* Exercise requirements
Copy each line of the material in which the word "updates" appears.

* Information provided
PR #913, opened 2025-11-28
Configure Dependabot to ignore specific GitHub Actions

fzimmermann89:
Ignore updates for actions in pytest_selfhosted to prevent compatibility issues with the self-hosted runner.

### DIFF
--- a/.github/dependabot.yml
+++ b/.github/dependabot.yml
@@ -3,7 +3,7 @@ updates:
   - package-ecosystem: "github-actions"
     directory: "/"
     schedule:
-      interval: "daily"
+      interval: "monthly"
     groups:
       all-actions:
         patterns: ["*"]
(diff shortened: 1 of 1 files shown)


.github/dependabot.yml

* Response area
Ignore updates for actions in pytest_selfhosted to prevent compatibility issues with the self-hosted runner.
@@ -3,7 +3,7 @@ updates:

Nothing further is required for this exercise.